* **Task to carry out**: Only lines containing "views" belong in the answer, each copied from the entries below.

* **Provided material**:
PR #8138, opened 2024-10-11
Validate email on donation

sampoder:
Currently only done on the frontend.

Closes https://github.com/hackclub/hcb/issues/8126.


app/models/donation.rb
```diff
@@ -79,6 +79,7 @@ class Donation < ApplicationRecord
   after_commit :send_donation_notification
 
   validates :name, :email, presence: true, unless: -> { recurring? || in_person? } # recurring donations have a name/email in their `RecurringDonation` object
+  validates :email, on: :create, format: { with: URI::MailTo::EMAIL_REGEXP, message: "must be a valid email address" }, allow_nil: true
```
garyhtou: I'm assuming we added `allow_nil: true` because recurring and in-person donations don't have an email on this model. If so, instead of doing allow nil, i'd suggest `unless: -> { recurring? || in_person? }`; like above

PR #8142, opened 2024-10-14
Replace `Loading...` text with SVG loading indicator

manuthecoder:
This PR addresses #8008, replacing `Loading...` text with a spinner icon. 

> | Before | After |
> |--------|--------|
> | static "Loading..." text|  | 
> 
> The above image is an SVG file [(source)](https://github.com/nickbruun/svg-loaders), and it's a simpler alternative to a skeleton screen

Home page and popover components are affected


app/views/events/home/_money_movement.html.erb
```diff
@@ -31,8 +31,8 @@
         <% if Flipper.enabled?(:hcb_code_popovers_2023_06_16, current_user) && (@event || transaction.local_hcb_code.event).present? %>
           <section class="modal modal--scroll modal--popover bg-snow" data-behavior="modal" role="dialog" id="money_movement_tx_details_<%= transaction.local_hcb_code.__id__ %>">
             <%= modal_header(transaction.local_hcb_code.pretty_title(show_event_name: defined?(show_event_name), show_amount: defined?(show_amount), event_name: @event.name, amount_cents: transaction.amount), external_link: transaction.local_hcb_code.url) %>
-            <%= async_frame_to transaction.local_hcb_code.popover_url, as: :span, lazy: true do %>
-              Loading...
+            <%= async_frame_to transaction.local_hcb_code.popover_url, as: :div, class: "loading-container", lazy: true do %>
```
garyhtou: When the async frame finishes loaded, does it still have the `loading-container` class on it?

If so, maybe we move the class into a div inside the block.

garyhtou (commented):
Consider creating a partial called `application/_loading_indicator`.

It would have a `div` that contains the `inline_icon "loading"`. The div can then have inline styles with the stuff that's currently applied by the `loading-container` class.

garyhtou (approved):

PR #8144, opened 2024-10-14
Remove organizers from `transactions.html.erb`

manuthecoder:
Since we have a new event home page, we can remove the profile pictures from the transactions page. Pictures will still show if the flag isn't enabled

Preview
image

cc @garyhtou


app/views/events/transactions.html.erb
```diff
@@ -52,62 +52,82 @@
...
-      <% else %>
-        <span class="stat__value" data-balance-graph-target="balance">
+  <% if Flipper.enabled?(:event_home_page_redesign_2024_09_21, @event) %>
+    <div class="flex items-center details-horiz details-horiz--lg" style="gap: 8px; pointer-events: none;">
+      <div class="stat statset__wide" data-tour-step="balance">
+        <span class="stat__label">Account balance</span>
+        <% if @event.fee_balance_v2_cents < 0
+             # this event has a fee credit (owes negative fees) %>
+          <span class="stat__value"><%= render_money_amount @event.balance_v2_cents %></span>
+          <span class="self-end" style="font-size: 10px;">+$<%= render_money_amount @event.fee_balance_v2_cents.abs %>
```
malted:
```suggestion
          <span class="self-end" style="font-size: 10px;">+$<%= render_money_amount @event.fee_balance_v2_cents * -1 %>
```

sampoder (approved):

app/views/events/transactions.html.erb
sampoder: I think that we currently have makes more sense, at least inside the conditional

sampoder:
something for the future: we should work out how to make the balance smaller so it is differentiated from the homepage

PR #9076, opened 2024-12-27
[Policy] Let grant cardholders see all card charge info

Luke-Oldenburg:
## Summary of the problem
Grant cardholders were unable to see info on charges they made. This was discovered while trying to view receipts on HCB Mobile. The only allowed for admins and organizers but grant card users are just a cardholder and not a member of the organization.

## Describe your changes
I added a check to see if the user from the transaction record was the user being checked for policy.


sampoder (changes requested):
Screenshot 2024-12-27 at 5 06 32 PM

FYI

Luke-Oldenburg (commented):
Removed the change to transaction policy and fixed the variables being references in the others.

Luke-Oldenburg:
Whoops I was trying to see if I could mark the request as resolved but I don't think I can because you marked it as requested changes and not a regular comment.

sampoder (changes requested):
The authorisation is done on a `HcbCode` not a CPT or CT:

```ruby
@hcb_code = authorize HcbCode.find_by_public_id!(params[:id])
```

Additionally, these policies have to not error for non-Stripe transactions

Luke-Oldenburg:
@sampoder so I need to be editing `HcbCodePolicy` instead? And as for not erroring, I just need to check that `stripe_cardholder` exists before checking the `user_id` equality right?

24c02:
safe navigation operator is your friend!
`stripe_cardholder&.user_id`

garyhtou:
Superseded by https://github.com/hackclub/hcb/pull/9861 due to git rewrite.

PR #9078, opened 2024-12-27
[V4 API] Add more info to checks

Luke-Oldenburg:
Adds more info to checks in the API. Doesn't support legacy checks but the file didn't already going off of the comments.


app/views/api/v4/transactions/_check.json.jbuilder
```diff
@@ -1,6 +1,13 @@
...
+json.address_line2 check.address_line2
+json.address_state check.address_state
+json.address_zip check.address_zip
 json.recipient_name check.recipient_name
-json.memo check.local_hcb_code.memo
+json.recipient_email check.recipient_email
+json.memo check.memo
 json.payment_for check.payment_for
+json.check_number check.check_number
 json.status check.is_a?(IncreaseCheck) ? check.state_text.parameterize(separator: "_") : nil # TODO: handle statuses for old Lob checks
```
sampoder: For things that'd break for old checks, let's handle it like this

sampoder (approved):

PR #9081, opened 2024-12-28
[V4 API] Add more info to ACHs

Luke-Oldenburg:
- Rename description to payment_for to match other endpoints
- Add full account number and routing number


sampoder (changes requested):
We're working towards hiding these numbers / making them less visible with the eventual goal of never showing an account number after it's been inputted. We could add routing numbers (though visually I think a bank name is more helpful) but we shouldn't expose the entire account number.

Luke-Oldenburg:
Sounds good. I was trying to mirror the data visible on the app as closely as possible to site.

sampoder (approved):
LGTM! Just if you get a chance in the app, update where we reference `.description` if we do

PR #9084, opened 2024-12-30
Make frozen cards icy

24c02:
here's how it looks is on virtual, black, and white cards:
CleanShot 2024-12-29 at 20 12 05@2x
forgive me if this isn't a design direction y'all want to take but i think it'd be cute!


sampoder (approved):
LGTM - thank you!

leowilkin:
that looks so cute

24c02:
CleanShot 2024-12-30 at 18 44 14@2x
think it's cooler not fully grayscaled

PR #9096, opened 2025-01-01
Add `signed_out_at` to `UserSession`

sampoder:
Progress towards https://github.com/hackclub/hcb/issues/8950. I'll work on a migration script so we can drop `deleted_at` 

@garyhtou do we also want to drop `peacefully_expired`?

Here's the migration script:

```ruby
UserSession.with_deleted.where("deleted_at < expiration_at").update_all("expiration_at = deleted_at, signed_out_at = deleted_at")
```


garyhtou:
Test: ensure previously logged out sessions remain logged out

PR #9109, opened 2025-01-01
Remove arcade card from admin dash

leowilkin:
## Summary of the problem
Arcade has ended, the card is no longer required.

## Describe your changes
Closes #9104


sampoder (approved):
LGTM - thank you!

PR #9119, opened 2025-01-02
Add "Upload another receipt" copy to inline receipt upload buttons

sampoder:
Closes https://github.com/hackclub/hcb/issues/8903


sampoder:
need to add to CPT + test if this slows things down

PR #9130, opened 2025-01-03
Create `OrganizerPosition::Contract#creator`

sampoder:


app/models/organizer_position/contract.rb
```diff
@@ -178,6 +178,13 @@ def one_non_void_contract
       end
     end
 
+    def creator
+      user_id = versions.first&.whodunnit
+      return nil unless user_id
+
```
sampoder:
```suggestion

```

PR #9150, opened 2025-01-06
Create the `Export` model

sampoder:


app/models/export.rb
```diff
@@ -0,0 +1,54 @@
...
+#
+#  fk_rails_...  (requested_by_id => users.id)
+#
+class Export < ApplicationRecord
+  belongs_to :requested_by, class_name: "User", optional: true
+  validates_presence_of :requested_by, if: -> { async? }
+
+  after_initialize do
+    raise "Cannot directly instantiate an Export" if self.instance_of? Export
+  end
```
garyhtou, line 28: `self.abstract_class = true`

app/models/export.rb
```diff
@@ -0,0 +1,54 @@
...
+#
+#  index_exports_on_requested_by_id  (requested_by_id)
+#
+# Foreign Keys
+#
+#  fk_rails_...  (requested_by_id => users.id)
+#
+class Export < ApplicationRecord
+  belongs_to :requested_by, class_name: "User", optional: true
+  validates_presence_of :requested_by, if: -> { async? }
```
garyhtou, line 24: after_save :upload_file
has_one_attached :file

then, ExportMailer would send a link to the s3 file.

app/controllers/exports_controller.rb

* **Response below**:
app/views/events/home/_money_movement.html.erb
app/views/events/transactions.html.erb
app/views/events/transactions.html.erb
app/views/api/v4/transactions/_check.json.jbuilder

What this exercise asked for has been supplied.